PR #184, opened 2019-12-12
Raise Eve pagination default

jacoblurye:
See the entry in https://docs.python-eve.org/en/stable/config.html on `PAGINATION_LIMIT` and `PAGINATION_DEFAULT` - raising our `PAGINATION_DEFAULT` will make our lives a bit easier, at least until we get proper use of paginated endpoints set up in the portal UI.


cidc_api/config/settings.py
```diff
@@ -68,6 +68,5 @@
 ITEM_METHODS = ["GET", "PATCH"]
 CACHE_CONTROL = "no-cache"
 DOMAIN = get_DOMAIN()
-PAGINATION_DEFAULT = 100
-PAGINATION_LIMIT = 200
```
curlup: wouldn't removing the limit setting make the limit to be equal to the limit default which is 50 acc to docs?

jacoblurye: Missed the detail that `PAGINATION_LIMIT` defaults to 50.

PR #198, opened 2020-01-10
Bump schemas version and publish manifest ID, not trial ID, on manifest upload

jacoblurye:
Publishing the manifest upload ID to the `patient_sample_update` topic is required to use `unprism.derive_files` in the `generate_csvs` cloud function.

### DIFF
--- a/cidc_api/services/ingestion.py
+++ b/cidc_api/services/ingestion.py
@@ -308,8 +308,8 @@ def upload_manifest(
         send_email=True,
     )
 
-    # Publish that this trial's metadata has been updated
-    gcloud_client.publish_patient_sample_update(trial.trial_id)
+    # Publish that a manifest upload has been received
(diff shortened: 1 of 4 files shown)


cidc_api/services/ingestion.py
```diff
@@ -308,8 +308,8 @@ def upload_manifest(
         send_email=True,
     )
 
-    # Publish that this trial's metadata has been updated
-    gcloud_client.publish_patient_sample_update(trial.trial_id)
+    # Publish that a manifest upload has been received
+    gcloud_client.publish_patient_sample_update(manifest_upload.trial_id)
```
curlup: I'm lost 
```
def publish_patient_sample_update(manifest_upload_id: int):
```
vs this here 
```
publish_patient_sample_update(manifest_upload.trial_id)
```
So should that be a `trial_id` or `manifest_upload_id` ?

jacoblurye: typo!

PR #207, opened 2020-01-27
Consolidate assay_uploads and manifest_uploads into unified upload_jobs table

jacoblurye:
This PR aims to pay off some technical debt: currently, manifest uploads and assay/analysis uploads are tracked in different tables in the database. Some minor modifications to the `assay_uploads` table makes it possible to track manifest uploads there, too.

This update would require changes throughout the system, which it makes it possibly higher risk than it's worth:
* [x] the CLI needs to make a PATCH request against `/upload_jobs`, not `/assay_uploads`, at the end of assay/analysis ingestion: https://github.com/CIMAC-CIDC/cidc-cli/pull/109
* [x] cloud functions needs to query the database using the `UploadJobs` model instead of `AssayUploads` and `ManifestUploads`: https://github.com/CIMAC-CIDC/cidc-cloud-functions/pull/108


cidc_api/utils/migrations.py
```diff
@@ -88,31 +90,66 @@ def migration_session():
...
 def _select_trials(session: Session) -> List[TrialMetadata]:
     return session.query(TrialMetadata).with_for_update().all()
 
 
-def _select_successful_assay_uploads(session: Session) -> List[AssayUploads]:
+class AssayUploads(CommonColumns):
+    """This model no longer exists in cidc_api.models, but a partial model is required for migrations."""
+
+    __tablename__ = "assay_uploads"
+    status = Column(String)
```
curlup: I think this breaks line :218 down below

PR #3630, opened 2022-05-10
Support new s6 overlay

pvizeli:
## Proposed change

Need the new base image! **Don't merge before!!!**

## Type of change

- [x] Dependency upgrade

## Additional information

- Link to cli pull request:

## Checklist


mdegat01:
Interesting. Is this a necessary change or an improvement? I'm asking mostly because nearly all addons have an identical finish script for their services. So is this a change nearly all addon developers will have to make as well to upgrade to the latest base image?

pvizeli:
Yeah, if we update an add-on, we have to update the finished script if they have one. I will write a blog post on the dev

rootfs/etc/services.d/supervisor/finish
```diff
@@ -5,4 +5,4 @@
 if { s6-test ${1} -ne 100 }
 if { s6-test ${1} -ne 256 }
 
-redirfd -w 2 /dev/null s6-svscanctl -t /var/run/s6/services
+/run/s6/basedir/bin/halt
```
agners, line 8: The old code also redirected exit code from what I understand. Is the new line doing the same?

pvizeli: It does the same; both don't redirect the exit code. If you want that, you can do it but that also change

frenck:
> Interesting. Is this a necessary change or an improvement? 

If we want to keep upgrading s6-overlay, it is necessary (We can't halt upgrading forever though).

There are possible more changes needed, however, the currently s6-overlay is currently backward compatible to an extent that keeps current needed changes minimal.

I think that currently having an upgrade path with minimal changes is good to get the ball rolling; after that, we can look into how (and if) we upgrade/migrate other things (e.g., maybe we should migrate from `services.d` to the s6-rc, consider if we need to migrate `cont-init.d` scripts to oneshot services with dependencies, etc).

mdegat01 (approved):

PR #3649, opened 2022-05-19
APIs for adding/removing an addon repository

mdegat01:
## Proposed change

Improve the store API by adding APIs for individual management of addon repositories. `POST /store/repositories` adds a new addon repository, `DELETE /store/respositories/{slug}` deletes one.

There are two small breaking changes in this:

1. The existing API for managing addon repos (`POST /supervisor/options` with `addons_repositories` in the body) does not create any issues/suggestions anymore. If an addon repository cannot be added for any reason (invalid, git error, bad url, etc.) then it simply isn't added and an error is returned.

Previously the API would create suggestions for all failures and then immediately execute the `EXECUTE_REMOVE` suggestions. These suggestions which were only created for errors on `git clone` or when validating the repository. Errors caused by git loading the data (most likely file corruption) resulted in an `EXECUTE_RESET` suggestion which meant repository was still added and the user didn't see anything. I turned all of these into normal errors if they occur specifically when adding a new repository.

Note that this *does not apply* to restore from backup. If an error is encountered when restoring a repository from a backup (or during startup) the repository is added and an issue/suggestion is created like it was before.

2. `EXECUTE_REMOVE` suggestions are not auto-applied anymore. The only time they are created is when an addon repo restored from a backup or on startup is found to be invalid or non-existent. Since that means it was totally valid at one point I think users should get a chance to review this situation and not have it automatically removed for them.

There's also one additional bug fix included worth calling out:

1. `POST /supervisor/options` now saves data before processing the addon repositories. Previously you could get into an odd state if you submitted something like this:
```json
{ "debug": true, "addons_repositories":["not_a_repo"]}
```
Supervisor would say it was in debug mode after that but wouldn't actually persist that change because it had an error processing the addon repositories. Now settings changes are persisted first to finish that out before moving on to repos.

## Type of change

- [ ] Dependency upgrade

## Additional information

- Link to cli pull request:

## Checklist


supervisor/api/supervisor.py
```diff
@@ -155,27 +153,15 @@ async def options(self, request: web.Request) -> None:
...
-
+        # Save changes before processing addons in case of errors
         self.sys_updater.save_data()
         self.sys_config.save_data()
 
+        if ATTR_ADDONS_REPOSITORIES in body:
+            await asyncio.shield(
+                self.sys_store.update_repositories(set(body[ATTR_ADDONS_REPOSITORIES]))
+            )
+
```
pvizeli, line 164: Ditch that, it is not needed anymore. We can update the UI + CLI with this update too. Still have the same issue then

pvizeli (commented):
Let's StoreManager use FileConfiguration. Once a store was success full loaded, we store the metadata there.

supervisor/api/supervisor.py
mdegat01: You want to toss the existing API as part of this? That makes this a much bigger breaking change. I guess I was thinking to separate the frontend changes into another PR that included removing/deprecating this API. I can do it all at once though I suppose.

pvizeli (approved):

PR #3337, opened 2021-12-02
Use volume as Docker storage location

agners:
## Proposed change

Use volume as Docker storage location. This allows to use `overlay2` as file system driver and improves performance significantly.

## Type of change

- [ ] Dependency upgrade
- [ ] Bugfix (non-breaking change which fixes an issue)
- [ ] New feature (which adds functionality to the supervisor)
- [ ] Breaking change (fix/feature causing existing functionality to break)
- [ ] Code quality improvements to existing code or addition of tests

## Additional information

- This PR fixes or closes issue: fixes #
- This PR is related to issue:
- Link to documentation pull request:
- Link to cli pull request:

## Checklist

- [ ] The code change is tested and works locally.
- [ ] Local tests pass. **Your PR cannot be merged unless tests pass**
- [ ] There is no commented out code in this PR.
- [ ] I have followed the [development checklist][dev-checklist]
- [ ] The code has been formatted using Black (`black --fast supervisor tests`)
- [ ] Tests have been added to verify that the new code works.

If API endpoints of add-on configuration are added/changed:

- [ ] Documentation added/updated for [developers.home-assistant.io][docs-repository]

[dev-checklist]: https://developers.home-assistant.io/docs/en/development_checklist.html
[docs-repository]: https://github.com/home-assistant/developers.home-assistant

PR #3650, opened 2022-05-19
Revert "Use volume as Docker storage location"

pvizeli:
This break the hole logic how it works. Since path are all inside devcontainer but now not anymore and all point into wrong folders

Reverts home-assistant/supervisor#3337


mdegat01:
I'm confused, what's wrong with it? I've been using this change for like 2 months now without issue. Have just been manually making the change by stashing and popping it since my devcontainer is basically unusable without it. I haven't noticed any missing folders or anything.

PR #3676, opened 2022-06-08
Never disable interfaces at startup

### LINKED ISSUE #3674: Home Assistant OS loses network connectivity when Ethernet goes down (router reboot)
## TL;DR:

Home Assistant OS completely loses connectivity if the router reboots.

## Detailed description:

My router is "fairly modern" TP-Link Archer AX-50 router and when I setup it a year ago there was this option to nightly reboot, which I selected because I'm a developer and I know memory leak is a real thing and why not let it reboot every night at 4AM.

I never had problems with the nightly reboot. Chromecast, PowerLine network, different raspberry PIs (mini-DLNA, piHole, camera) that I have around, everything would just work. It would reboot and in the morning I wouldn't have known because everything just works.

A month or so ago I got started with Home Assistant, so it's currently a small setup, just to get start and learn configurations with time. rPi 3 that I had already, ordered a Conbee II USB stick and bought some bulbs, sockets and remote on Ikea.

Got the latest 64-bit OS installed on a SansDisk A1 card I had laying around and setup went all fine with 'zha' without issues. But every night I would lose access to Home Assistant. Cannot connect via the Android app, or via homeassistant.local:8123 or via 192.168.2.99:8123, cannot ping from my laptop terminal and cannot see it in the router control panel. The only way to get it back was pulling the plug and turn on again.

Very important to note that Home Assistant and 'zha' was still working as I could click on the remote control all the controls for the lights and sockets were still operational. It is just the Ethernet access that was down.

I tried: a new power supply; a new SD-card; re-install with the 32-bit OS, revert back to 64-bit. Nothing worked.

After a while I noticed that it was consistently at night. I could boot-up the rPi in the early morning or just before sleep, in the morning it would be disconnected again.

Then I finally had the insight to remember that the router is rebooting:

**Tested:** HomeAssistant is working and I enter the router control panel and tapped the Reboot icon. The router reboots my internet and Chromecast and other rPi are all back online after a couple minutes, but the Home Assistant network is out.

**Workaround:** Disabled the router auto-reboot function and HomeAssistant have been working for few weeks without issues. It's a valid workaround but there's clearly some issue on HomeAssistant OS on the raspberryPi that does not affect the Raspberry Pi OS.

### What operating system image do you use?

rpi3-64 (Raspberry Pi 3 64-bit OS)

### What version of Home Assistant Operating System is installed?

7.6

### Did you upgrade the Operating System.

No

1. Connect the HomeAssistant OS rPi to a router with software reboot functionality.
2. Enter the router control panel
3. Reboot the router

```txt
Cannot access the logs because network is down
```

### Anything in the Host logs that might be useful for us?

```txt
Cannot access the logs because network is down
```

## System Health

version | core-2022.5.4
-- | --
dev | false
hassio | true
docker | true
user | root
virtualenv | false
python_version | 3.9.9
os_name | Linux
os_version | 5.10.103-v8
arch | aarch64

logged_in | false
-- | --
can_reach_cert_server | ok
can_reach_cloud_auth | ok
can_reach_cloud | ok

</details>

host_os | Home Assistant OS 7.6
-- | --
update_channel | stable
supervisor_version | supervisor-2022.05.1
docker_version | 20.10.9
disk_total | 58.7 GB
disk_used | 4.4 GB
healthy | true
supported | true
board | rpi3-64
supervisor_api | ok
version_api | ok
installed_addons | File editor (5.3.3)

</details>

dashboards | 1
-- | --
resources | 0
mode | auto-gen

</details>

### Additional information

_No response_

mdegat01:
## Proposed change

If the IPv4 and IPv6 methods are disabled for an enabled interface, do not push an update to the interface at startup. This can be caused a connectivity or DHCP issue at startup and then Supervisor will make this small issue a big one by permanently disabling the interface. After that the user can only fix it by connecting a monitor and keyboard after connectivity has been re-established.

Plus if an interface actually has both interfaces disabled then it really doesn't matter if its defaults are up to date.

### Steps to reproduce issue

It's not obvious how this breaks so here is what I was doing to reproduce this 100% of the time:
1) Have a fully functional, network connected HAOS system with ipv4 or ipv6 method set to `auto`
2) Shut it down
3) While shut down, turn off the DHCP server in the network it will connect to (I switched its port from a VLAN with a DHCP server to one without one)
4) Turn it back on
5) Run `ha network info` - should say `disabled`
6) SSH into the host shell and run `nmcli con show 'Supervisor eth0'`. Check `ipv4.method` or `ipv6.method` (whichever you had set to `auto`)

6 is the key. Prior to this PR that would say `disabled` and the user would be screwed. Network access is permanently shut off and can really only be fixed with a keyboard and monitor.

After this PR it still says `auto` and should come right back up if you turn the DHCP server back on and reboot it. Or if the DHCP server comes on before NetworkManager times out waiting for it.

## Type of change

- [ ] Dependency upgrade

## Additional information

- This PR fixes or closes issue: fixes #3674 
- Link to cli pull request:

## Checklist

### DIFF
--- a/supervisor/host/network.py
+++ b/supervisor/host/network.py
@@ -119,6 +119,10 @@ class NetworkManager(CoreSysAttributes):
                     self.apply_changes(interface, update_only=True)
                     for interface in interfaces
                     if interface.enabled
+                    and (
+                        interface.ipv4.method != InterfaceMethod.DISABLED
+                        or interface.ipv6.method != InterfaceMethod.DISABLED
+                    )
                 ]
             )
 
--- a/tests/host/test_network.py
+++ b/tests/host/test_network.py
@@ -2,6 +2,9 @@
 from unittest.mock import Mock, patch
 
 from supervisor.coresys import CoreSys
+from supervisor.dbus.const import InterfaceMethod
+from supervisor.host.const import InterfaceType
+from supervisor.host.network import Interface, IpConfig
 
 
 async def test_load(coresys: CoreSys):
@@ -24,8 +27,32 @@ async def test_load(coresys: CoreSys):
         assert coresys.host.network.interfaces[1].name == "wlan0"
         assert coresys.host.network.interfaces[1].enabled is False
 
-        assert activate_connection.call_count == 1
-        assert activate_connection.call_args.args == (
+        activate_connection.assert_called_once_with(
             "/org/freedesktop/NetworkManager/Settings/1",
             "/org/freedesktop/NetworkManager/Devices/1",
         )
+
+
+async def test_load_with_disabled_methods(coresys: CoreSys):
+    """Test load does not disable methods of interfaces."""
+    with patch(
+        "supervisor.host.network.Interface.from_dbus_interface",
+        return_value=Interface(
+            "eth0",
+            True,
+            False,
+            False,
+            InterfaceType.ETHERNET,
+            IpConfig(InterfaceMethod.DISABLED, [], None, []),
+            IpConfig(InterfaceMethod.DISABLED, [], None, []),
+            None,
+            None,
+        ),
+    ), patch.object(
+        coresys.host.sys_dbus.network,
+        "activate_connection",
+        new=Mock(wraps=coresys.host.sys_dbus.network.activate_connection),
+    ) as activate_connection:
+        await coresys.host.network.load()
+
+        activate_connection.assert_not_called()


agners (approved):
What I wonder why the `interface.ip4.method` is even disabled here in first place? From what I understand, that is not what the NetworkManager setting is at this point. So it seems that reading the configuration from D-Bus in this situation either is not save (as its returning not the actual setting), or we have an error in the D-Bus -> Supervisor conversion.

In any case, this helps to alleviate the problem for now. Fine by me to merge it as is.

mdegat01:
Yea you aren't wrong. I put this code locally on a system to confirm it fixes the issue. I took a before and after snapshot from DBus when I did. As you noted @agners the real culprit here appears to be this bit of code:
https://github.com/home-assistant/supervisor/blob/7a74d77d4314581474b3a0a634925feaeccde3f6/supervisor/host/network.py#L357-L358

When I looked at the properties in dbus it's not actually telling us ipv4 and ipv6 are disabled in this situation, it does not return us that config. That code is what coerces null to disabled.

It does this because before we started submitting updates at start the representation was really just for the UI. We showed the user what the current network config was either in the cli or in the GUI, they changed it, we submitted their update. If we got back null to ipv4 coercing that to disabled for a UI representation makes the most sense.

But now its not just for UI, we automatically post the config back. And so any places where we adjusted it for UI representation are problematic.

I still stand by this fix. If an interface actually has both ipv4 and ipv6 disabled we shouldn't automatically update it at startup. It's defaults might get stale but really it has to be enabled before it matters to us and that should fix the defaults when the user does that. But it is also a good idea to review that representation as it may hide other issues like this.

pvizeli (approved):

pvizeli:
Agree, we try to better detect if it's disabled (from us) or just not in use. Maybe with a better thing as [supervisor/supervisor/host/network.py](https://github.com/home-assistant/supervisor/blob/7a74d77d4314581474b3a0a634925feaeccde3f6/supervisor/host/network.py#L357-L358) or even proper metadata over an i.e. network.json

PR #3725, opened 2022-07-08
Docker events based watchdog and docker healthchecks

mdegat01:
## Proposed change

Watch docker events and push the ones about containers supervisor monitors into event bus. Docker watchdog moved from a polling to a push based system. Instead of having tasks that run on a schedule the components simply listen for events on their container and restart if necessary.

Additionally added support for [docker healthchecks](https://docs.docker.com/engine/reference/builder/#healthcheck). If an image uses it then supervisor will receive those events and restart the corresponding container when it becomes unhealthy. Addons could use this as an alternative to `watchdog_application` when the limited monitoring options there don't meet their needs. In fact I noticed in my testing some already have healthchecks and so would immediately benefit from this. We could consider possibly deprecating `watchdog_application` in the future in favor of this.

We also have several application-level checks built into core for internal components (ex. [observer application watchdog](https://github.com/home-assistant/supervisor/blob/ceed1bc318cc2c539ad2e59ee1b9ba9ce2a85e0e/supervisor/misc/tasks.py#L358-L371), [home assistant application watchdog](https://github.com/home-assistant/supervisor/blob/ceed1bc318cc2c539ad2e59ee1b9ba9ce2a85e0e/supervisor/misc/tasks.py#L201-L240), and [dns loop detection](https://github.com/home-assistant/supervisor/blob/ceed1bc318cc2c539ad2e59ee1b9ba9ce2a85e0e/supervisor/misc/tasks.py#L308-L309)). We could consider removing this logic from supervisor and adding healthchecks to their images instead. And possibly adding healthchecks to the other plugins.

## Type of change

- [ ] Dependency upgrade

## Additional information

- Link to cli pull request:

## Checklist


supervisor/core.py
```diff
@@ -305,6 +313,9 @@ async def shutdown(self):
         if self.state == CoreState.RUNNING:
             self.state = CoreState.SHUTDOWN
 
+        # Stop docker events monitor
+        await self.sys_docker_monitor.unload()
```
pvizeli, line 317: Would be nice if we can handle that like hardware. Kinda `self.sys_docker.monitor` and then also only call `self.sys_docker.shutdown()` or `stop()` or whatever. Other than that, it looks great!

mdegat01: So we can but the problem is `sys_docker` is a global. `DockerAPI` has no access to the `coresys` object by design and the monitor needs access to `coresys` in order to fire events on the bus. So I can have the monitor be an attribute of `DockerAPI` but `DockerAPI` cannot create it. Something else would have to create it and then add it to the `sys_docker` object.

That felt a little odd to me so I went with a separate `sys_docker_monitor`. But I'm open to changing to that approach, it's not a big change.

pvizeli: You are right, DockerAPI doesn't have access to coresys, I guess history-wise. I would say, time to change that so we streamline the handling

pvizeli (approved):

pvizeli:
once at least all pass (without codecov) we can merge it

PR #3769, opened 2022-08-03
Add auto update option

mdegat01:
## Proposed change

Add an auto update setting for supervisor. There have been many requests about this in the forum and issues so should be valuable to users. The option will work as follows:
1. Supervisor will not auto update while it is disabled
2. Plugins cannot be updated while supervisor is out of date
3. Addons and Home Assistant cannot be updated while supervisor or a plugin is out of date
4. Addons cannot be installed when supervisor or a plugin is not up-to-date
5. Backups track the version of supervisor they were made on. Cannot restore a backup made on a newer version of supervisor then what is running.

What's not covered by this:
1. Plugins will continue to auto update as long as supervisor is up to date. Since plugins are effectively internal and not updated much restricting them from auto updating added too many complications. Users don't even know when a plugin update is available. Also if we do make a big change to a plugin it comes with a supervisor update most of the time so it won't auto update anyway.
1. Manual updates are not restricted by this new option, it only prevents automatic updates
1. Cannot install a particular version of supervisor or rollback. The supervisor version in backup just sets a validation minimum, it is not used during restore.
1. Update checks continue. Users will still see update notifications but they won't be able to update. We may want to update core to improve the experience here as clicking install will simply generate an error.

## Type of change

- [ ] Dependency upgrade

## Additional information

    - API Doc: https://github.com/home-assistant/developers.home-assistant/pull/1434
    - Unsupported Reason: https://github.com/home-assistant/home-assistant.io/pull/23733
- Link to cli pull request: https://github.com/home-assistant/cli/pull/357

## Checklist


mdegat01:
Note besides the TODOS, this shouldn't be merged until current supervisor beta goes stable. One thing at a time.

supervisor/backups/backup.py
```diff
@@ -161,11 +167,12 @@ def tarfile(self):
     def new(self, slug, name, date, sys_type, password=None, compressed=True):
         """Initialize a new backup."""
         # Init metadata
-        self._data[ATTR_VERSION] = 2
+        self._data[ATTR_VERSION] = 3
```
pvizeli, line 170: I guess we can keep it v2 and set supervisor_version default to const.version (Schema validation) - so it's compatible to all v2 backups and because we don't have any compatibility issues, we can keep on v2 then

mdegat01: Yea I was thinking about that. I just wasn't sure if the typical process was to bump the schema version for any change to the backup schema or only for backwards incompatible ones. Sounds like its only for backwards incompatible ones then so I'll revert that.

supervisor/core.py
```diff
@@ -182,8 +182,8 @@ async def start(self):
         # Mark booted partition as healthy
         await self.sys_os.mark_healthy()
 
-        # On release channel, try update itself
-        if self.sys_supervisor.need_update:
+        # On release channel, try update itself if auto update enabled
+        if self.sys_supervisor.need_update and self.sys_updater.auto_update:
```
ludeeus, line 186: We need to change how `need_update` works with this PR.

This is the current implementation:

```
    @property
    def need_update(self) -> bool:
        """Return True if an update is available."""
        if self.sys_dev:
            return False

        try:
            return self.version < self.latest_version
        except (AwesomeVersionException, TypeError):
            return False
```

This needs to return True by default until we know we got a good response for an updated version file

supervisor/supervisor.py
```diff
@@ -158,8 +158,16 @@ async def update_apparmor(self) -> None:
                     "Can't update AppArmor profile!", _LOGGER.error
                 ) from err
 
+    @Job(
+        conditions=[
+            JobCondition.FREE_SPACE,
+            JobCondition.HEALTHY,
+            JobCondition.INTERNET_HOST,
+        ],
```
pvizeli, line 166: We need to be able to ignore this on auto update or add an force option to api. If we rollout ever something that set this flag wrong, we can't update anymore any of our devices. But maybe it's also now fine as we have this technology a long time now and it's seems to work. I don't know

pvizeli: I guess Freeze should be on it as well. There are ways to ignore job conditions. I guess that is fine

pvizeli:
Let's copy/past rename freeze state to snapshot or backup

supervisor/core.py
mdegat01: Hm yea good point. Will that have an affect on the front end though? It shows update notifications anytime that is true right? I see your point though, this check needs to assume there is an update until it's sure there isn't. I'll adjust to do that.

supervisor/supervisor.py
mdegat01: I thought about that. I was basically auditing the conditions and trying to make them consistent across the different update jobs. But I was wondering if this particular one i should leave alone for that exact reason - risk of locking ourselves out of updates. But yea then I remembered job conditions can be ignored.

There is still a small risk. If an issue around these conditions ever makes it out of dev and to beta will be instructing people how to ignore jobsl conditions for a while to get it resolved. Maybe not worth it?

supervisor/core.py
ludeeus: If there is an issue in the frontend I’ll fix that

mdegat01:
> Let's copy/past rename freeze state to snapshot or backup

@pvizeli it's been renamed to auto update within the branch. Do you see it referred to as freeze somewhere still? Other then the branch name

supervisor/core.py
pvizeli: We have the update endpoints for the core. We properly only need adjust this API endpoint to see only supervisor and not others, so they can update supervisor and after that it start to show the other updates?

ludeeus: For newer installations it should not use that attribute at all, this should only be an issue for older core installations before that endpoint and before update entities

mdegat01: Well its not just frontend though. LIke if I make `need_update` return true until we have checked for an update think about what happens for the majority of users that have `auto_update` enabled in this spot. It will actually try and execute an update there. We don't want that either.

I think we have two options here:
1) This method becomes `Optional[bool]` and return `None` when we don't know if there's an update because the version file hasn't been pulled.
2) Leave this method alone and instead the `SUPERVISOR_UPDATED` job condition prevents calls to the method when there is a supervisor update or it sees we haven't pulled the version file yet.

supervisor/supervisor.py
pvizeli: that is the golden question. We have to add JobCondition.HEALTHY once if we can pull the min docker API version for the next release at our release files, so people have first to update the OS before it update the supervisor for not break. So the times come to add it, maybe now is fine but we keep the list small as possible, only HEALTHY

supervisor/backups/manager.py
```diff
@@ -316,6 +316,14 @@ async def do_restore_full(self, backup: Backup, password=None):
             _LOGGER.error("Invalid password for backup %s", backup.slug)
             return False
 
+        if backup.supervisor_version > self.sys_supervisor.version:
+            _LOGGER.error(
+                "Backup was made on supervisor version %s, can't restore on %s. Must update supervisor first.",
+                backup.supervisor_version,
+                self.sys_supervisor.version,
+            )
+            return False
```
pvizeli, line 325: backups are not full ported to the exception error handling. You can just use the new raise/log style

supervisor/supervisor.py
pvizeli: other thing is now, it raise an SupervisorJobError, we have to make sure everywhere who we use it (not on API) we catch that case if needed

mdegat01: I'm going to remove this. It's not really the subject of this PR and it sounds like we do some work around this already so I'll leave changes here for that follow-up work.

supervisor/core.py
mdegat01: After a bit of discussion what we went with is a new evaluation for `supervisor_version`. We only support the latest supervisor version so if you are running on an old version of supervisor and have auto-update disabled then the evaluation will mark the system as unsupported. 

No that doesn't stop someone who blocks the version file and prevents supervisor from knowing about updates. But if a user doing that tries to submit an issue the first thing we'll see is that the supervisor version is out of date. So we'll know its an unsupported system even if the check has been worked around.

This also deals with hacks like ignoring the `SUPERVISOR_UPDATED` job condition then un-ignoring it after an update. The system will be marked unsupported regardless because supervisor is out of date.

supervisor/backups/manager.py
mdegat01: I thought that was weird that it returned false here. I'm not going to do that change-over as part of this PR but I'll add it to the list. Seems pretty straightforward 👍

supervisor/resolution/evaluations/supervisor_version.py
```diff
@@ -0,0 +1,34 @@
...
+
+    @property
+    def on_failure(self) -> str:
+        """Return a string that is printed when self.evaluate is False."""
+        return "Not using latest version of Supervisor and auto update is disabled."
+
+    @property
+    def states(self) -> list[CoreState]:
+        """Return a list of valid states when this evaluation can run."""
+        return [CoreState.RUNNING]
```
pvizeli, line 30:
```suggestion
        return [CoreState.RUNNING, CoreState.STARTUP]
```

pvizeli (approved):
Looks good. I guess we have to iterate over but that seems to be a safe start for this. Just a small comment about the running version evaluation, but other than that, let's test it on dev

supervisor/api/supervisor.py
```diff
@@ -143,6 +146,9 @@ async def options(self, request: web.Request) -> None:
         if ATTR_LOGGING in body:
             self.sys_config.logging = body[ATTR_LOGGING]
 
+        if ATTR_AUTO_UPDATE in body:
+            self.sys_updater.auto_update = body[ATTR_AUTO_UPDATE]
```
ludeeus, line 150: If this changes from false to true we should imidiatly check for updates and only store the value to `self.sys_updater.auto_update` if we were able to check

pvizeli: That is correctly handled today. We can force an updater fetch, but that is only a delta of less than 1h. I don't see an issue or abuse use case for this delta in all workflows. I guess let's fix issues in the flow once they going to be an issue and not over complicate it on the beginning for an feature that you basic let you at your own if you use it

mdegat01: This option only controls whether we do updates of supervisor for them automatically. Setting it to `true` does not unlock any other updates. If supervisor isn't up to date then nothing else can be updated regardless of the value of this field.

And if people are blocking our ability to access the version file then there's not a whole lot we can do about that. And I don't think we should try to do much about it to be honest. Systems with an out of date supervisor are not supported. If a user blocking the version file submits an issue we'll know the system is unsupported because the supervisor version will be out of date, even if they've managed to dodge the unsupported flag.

• _What needs to be done_: Retype exactly the span of lines from the one with "version | core-2022.5.4" through the one with "2) Shut it down"; include both ends and omit the rest of the material.

• _Response to this task_:
version | core-2022.5.4
-- | --
dev | false
hassio | true
docker | true
user | root
virtualenv | false
python_version | 3.9.9
os_name | Linux
os_version | 5.10.103-v8
arch | aarch64

logged_in | false
-- | --
can_reach_cert_server | ok
can_reach_cloud_auth | ok
can_reach_cloud | ok

</details>

host_os | Home Assistant OS 7.6
-- | --
update_channel | stable
supervisor_version | supervisor-2022.05.1
docker_version | 20.10.9
disk_total | 58.7 GB
disk_used | 4.4 GB
healthy | true
supported | true
board | rpi3-64
supervisor_api | ok
version_api | ok
installed_addons | File editor (5.3.3)

</details>

dashboards | 1
-- | --
resources | 0
mode | auto-gen

</details>

### Additional information

_No response_

mdegat01:
## Proposed change

If the IPv4 and IPv6 methods are disabled for an enabled interface, do not push an update to the interface at startup. This can be caused a connectivity or DHCP issue at startup and then Supervisor will make this small issue a big one by permanently disabling the interface. After that the user can only fix it by connecting a monitor and keyboard after connectivity has been re-established.

Plus if an interface actually has both interfaces disabled then it really doesn't matter if its defaults are up to date.

### Steps to reproduce issue

It's not obvious how this breaks so here is what I was doing to reproduce this 100% of the time:
1) Have a fully functional, network connected HAOS system with ipv4 or ipv6 method set to `auto`
2) Shut it down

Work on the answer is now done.